# RECORDS SHOWN
PR #607, opened 2023-04-06
[client/catapult]: AddResolvedAddresses is not properly applying resolutions from previous transactions

Jaguar0625:
problem: if a resolution entry is added for a transaction, it should stay in scope for the rest of the block
              AddResolvedAddresses is incorrectly scoping a resolution entry to the transaction that triggered it
    solution: extend the scope of a resolution entry to last until the end of the block

### DIFF
--- a/client/catapult/extensions/addressextraction/src/AddressExtractor.cpp
+++ b/client/catapult/extensions/addressextraction/src/AddressExtractor.cpp
@@ -55,17 +55,38 @@ namespace catapult { namespace addressextraction {
 				model::AddressSet& addresses,
 				uint32_t primaryId,
 				const model::AddressResolutionStatement& resolutionStatement) {
+			auto shouldAddPreviousResolution = true;
 			for (auto i = 0u; i < resolutionStatement.size(); ++i) {
-				const auto& resolutionEntry = resolutionStatement.entryAt(i);
+				const auto& resolutionEntry = resolutionStatement.entryAt(resolutionStatement.size() - i - 1);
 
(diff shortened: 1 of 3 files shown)


client/catapult/extensions/addressextraction/src/AddressExtractor.cpp
```diff
@@ -55,17 +55,38 @@ namespace catapult { namespace addressextraction {
...
+					// there is not enough information to determine whether or not 1 has occured:
+					//     1. old alias is used
+					//     2. alias is unlinked
+					//     3. new alias is linked
+					//     4. new alias is used
+					// in this ambiguous situation, include the old alias (potential false positive)
+
+					// for a non-aggregate transaction, a single unresolved address can never map multiple resolved addresses
+					if (!resolutionEntry.Source.SecondaryId)
+						shouldAddPreviousResolution = false;
```
gimre-xymcity, line 80: hmm, why is this needed?

Jaguar0625: in the case it is a non-aggregate transaction that is using an alias, either:
1. the transaction will be first one using the alias and have a resolution entry with matching primaryId
2. the transaction will NOT be first one using the alias (previous transaction in block would have used it and created resolution entry), so it should use previous resolution entry for address

in case of 1, previous resolution entry isn't needed, so shouldAddPreviousResolution is set to false

gimre-xymcity (approved):

PR #621, opened 2023-04-13
[sdk]: state proof validation is incorrectly building state path 

Jaguar0625:
problem: when node has odd length path, an extra trailing 0 is appended
    solution: properly handle nodes with odd length paths


sdk/javascript/src/symbol/merkle.js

# PROBLEM STATEMENT
Print every record above exactly as it appears.

# OUTPUT FOR THIS TASK
PR #607, opened 2023-04-06
[client/catapult]: AddResolvedAddresses is not properly applying resolutions from previous transactions

Jaguar0625:
problem: if a resolution entry is added for a transaction, it should stay in scope for the rest of the block
              AddResolvedAddresses is incorrectly scoping a resolution entry to the transaction that triggered it
    solution: extend the scope of a resolution entry to last until the end of the block

### DIFF
--- a/client/catapult/extensions/addressextraction/src/AddressExtractor.cpp
+++ b/client/catapult/extensions/addressextraction/src/AddressExtractor.cpp
@@ -55,17 +55,38 @@ namespace catapult { namespace addressextraction {
 				model::AddressSet& addresses,
 				uint32_t primaryId,
 				const model::AddressResolutionStatement& resolutionStatement) {
+			auto shouldAddPreviousResolution = true;
 			for (auto i = 0u; i < resolutionStatement.size(); ++i) {
-				const auto& resolutionEntry = resolutionStatement.entryAt(i);
+				const auto& resolutionEntry = resolutionStatement.entryAt(resolutionStatement.size() - i - 1);
 
(diff shortened: 1 of 3 files shown)


client/catapult/extensions/addressextraction/src/AddressExtractor.cpp
```diff
@@ -55,17 +55,38 @@ namespace catapult { namespace addressextraction {
...
+					// there is not enough information to determine whether or not 1 has occured:
+					//     1. old alias is used
+					//     2. alias is unlinked
+					//     3. new alias is linked
+					//     4. new alias is used
+					// in this ambiguous situation, include the old alias (potential false positive)
+
+					// for a non-aggregate transaction, a single unresolved address can never map multiple resolved addresses
+					if (!resolutionEntry.Source.SecondaryId)
+						shouldAddPreviousResolution = false;
```
gimre-xymcity, line 80: hmm, why is this needed?

Jaguar0625: in the case it is a non-aggregate transaction that is using an alias, either:
1. the transaction will be first one using the alias and have a resolution entry with matching primaryId
2. the transaction will NOT be first one using the alias (previous transaction in block would have used it and created resolution entry), so it should use previous resolution entry for address

in case of 1, previous resolution entry isn't needed, so shouldAddPreviousResolution is set to false

gimre-xymcity (approved):

PR #621, opened 2023-04-13
[sdk]: state proof validation is incorrectly building state path 

Jaguar0625:
problem: when node has odd length path, an extra trailing 0 is appended
    solution: properly handle nodes with odd length paths


sdk/javascript/src/symbol/merkle.js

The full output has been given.